Communities of litter fungi are often considered in terms of successional colonisation patterns, and the established picture is that ascomycetes dominate at early stages of litter decomposition, whereas basidiomycetes dominate later (Frankland, 1998). When plant litter arrives at the forest floor, needles and leaves are already colonised by fungi. Phyllosphere ascomycetes colonise living plant tissues as biotrophic parasites or sometimes necrotrophic pathogens, but a significant fraction of these fungi persist in dead litter, and some are more active as litter saprotrophs than as biotrophic endophytes (Osono, 2006). During the first year of pine needle decomposition, primarily soluble sugars and less recalcitrant substrates are lost from the litter (Figure 1; Berg et al., 1982), implying that fungi without explicit cellulolytic capacity may also be active in the litter. In Pinus sylvestris needles at early decomposition stages, Lophodermium pinastri (Rhytis-mataceae) dominated together with Sydowia polyspora (Dothioraceae), a Lachnoid species (Hyaloscyphaceae) and another helotialean taxon. These species declined rapidly in abundance during the initial year on the forest floor. Scleroconidioma sphagnicola (Dothioraceae) also occurred abundantly during the first year but was able to persist for up to 2 years, confirming the suggestion by Koukol et al. (2006) that this species has a high capacity to endure competition.
Figure 1 Data from a litterbag experiment (berg et al., 1982) in which scots pine needles were incubated on the forest floor for 5 years. Samples were retrieved at regular intervals and analysed for chemical composition. The plots show (a) change in major chemical components of the litter, and (b) absolute amounts of nitrogen in the litter. In both plots, the chemical content is relative to the initial litter content. In (a), 'Lignin' refers to acid insoluble material (klason lignin), 'holocellulose' includes hemicellulose as well as chitin (fungal production of chitin may explain the initial increase in this fraction), 'soluble sugars' are mainly fructose, glucose and pinitol, and 'other compounds' are mainly lipids and terpenes. Data on 'soluble sugars' were available for the first year of decomposition only.

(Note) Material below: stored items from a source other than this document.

PR #3879, opened 2024-11-28
fix(devcontainers): Replace PDM with UV

Alc-Alc:
~~Obviously next is Poetry 2 (@Kumzy )~~

### DIFF
--- a/.devcontainer/Dockerfile
+++ b/.devcontainer/Dockerfile
@@ -1,8 +1,10 @@
 # [Choice] Python version (use -bookworm or -bullseye variants on local arm64/Apple Silicon): 3, 3.13, 3.12, 3.11, 3.10, 3.9, 3.8, 3-bookworm, 3.13-bookworm, 3.12-bookworm, 3.11-bookworm, 3.10-bookworm, 3.9-bookworm, 3.8-bookworm, 3-bullseye, 3.11-bullseye, 3.10-bullseye, 3.9-bullseye, 3.8-bullseye, 3-buster, 3.11-buster, 3.10-buster, 3.9-buster, 3.8-buster
 ARG VARIANT=3.12-bookworm
-FROM python:${VARIANT}
+FROM ghcr.io/astral-sh/uv:python${VARIANT}
+ENV UV_LOCKED=1
+ENV UV_PYTHON=/usr/local/bin/python
 
 RUN apt-get update && export DEBIAN_FRONTEND=noninteractive \
     && apt-get purge -y fish
 
-RUN python3 -m pip install --upgrade setuptools cython pip pdm
+RUN python3 -m pip install --upgrade setuptools cython pip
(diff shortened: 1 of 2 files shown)


.devcontainer/Dockerfile
```diff
@@ -1,8 +1,10 @@
 # [Choice] Python version (use -bookworm or -bullseye variants on local arm64/Apple Silicon): 3, 3.13, 3.12, 3.11, 3.10, 3.9, 3.8, 3-bookworm, 3.13-bookworm, 3.12-bookworm, 3.11-bookworm, 3.10-bookworm, 3.9-bookworm, 3.8-bookworm, 3-bullseye, 3.11-bullseye, 3.10-bullseye, 3.9-bullseye, 3.8-bullseye, 3-buster, 3.11-buster, 3.10-buster, 3.9-buster, 3.8-buster
 ARG VARIANT=3.12-bookworm
-FROM python:${VARIANT}
+FROM ghcr.io/astral-sh/uv:python${VARIANT}
```
sobolevn, line 3: I advocate for using the raw `python` image and download `uv` as a binary exeuctable, it is easier and we would still use the most basic image.

Alc-Alc: I will make this change in the upcoming commit 🙂

Alc-Alc: @sobolevn would you prefer we installed from [PyPi](https://pypi.org/project/uv/) (like we did for pdm) or would you still advocate for installing it as a binary (from the installation script)?

If we are installing as a binary I am unsure if all the base images will have curl (or wget) to download the installation script.

sobolevn: `pip` installation can cause problems in theory. I had several when doing so with `poetry`

Alc-Alc: a746281fbee48b1d57907143446b296439f15a60

.devcontainer/Dockerfile
```diff
@@ -1,10 +1,18 @@
...
 
+FROM python:${VERSION}${VARIANT}
+
+ENV UV_LOCKED=1 UV_PYTHON=${VERSION} PATH="/root/.local/bin/:$PATH"
+
+# https://docs.astral.sh/uv/guides/integration/docker/#installing-uv
 RUN apt-get update && export DEBIAN_FRONTEND=noninteractive \
-    && apt-get purge -y fish
+    && apt-get purge -y fish \
+    && apt-get install -y --no-install-recommends curl ca-certificates
```
sobolevn, line 12: Don't forget to clean everything :)

```
  && apt-get purge -y --auto-remove -o APT::AutoRemove::RecommendsImportant=false \
  && apt-get clean -y && rm -rf /var/lib/apt/lists/*
```

.devcontainer/Dockerfile
```diff
@@ -1,10 +1,18 @@
...
+
+ADD https://astral.sh/uv/install.sh /uv-installer.sh
+
+RUN sh /uv-installer.sh && rm /uv-installer.sh
```
sobolevn, line 16: Maybe better to use `curl` and `rm` in a single run? Now `/uv-installer.sh` will be in `ADD` layer.

Alc-Alc: @sobolevn what about copying as shown [here](https://docs.astral.sh/uv/guides/integration/docker/#installing-uv)? It should avoid the need to download curl and also cleanup?

```
FROM python:3.12-slim-bookworm
COPY --from=ghcr.io/astral-sh/uv:latest /uv /uvx /bin/
```

sobolevn: Great idea!

JacobCoffee (approved):

sobolevn (approved):

PR #3885, opened 2024-11-30
fix: typo in exception message for ImproperlyConfiguredException

Zimzozaur:
Corrected the exception message from "Provider dependency must a callable value" to "Provider dependency must be a callable value". This ensures clarity and proper grammar in error messages.


sobolevn (approved):
Thank you!

PR #3892, opened 2024-12-07
feat: add Valkey as a native store

ftsartek:
## Description

- Adds Valkey as a native store alternative to Redis.
- Adds an optional Litestar install dependency: `litestar[valkey]` which installs `valkey` with `libvalkey` as an optimisation layer.

### DIFF
--- a/docs/conf.py
+++ b/docs/conf.py
@@ -63,6 +63,7 @@ intersphinx_mapping = {
     "trio": ("https://trio.readthedocs.io/en/stable/", None),
     "pydantic": ("https://docs.pydantic.dev/latest/", None),
     "typing_extensions": ("https://typing-extensions.readthedocs.io/en/stable/", None),
+    "valkey": ("https://valkey-py.readthedocs.io/en/latest/", None),
 }
 
 napoleon_google_docstring = True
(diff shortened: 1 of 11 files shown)


ftsartek:
While this is very much unfinished (where are the tests??), I'm creating this now as somewhere to discuss this.

Valkey is _currently_ effectively API-compatible with Redis, so the only functional change here is the dependencies installed and the imports used, plus we call `valkey` instead of `redis` in the registered scripts (though even this is, I believe, compatible for now). As of Redis 8.x my understanding is that these will diverge a bit and lose their direct compatibility.

What I want to understand before I finish this off is largely how you as the maintainers would prefer this approached:
- Should the Redis and Valkey controllers be abstracted on top of an abstract KV store class? I considered this, but changing `self._redis` to `self._client` (or similar) has the potential of being a breaking change, or if it's overridden in the controllers themselves then all the methods would have to be overridden anyway.
- What's the preferred approach for tests with a strongly-shared basis of code like this? Do you prefer that the `test_stores` just runs twice, once with Redis and once with Valkey, or do we just get that coverage to 100% with some extra tests?

ftsartek:
Well, I got a bit bored and went through and basically replicated the existing Redis tests for Valkey. They're just new tests, though I'm open to a less-duplicative approach if anyone can point me in the right direction (I guess parametrise all the currently-redis-specific tests and then add checks for type to handle `client._redis` vs `client._valkey`, etc?).

The only thing that came up is that Valkey uses `server.call` instead of the `valkey.call` analogue you might expect for Redis' `redis.call`, but otherwise the scripts are identical.

I'm going to leave this as it is now pending any feedback.

cofin (approved):
LGTM.  I think this is fine for the initial implementation.  There is probably some larger restructuring we'll do on a few things for 3.0, and this may be part of it.  However,  i think it's better to get this implemented in smaller chunks.

cofin:
@all-contributors add @ftsartek for docs, tests and code

Issue #3891, opened 2024-12-07
Enhancement: Add query params to litestar.response.redirect.Redirect


marcuslimdw:
### Summary

I'd like to be able to specify query parameters in `Redirect.__init__`, rather than having to encode and append them to the redirect path manually.

### Basic Example

Before:
```
from urllib.parse import urlencode

from litestar.response import Redirect

params = {"key_1": "value_1", "key_2": ["value_2a", "value_2b"]}
query_string = urlencode(params)
response = Redirect(f"/my_path?{query_string}")
```

After:
```
from litestar.response import Redirect

response = Redirect("/my_path", params=params)
```

### Drawbacks and Impact

It would be easier to provide query params when redirecting to a URL.

---
> [!NOTE]  
> While we are open for sponsoring on [GitHub Sponsors](https://github.com/sponsors/litestar-org/) and 
> [OpenCollective](https://opencollective.com/litestar), we also utilize [Polar.sh](https://polar.sh/) to engage in pledge-based sponsorship.
>
> Check out all issues funded or available for funding [on our Polar.sh dashboard](https://polar.sh/litestar-org)
> * If you would like to see an issue prioritized, make a pledge towards it!
> * We receive the pledge once the issue is completed & verified
> * This, along with engagement in the community, helps us know which features are a priority to our users.

<a href="https://polar.sh/litestar-org/litestar/issues/3891">
<picture>
  <source media="(prefers-color-scheme: dark)" srcset="https://polar.sh/api/github/litestar-org/litestar/issues/3891/pledge.svg?darkmode=1">
  <img alt="Fund with Polar" src="https://polar.sh/api/github/litestar-org/litestar/issues/3891/pledge.svg">
</picture>
</a>

PR #3901, opened 2024-12-14
feat: add query params to redirect response

marcuslimdw:
## Description

Closes https://github.com/litestar-org/litestar/issues/3891.

### DIFF
--- a/litestar/response/redirect.py
+++ b/litestar/response/redirect.py
@@ -123,7 +123,7 @@ class Redirect(Response[Any]):
             self.url = path
         elif isinstance(query_params, MultiDict):
             # We can't use MultiDictMixin.dict() because it's not deterministic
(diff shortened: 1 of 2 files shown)


litestar/response/redirect.py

In addition to these ascomycetes, basidiomycetes within the genera Athelia and Sistotrema were detected after a few months but were absent after 1 year, indicating a ruderal strategy (Cooke and Rayner, 1984). Athelia and Sistotrema species form delicate resupinate sporocarps consisting of basidia on a thin sub-iculum directly on the substratum (Larsson et al., 2004) and are therefore likely to be overlooked in sporocarp inventories. The simple sporocarps, producing large amounts of spores with a relatively small investment of biomass, could reflect the ruderal strategy. Records of DNA from Athelia species in decaying litter of Pinus taeda as well as in mixed deciduous litter in eastern USA (O'Brien et al., 2005), and from Sistotrema species in pine and spruce litter from three different Swedish locations, suggest that these fungi are common and widely spread members of saprotrophic litter communities. Marasmius androsaceus, known to form sporocarps on relatively fresh litter (Frankland, 1984), was also detected in needles a few months after abscission.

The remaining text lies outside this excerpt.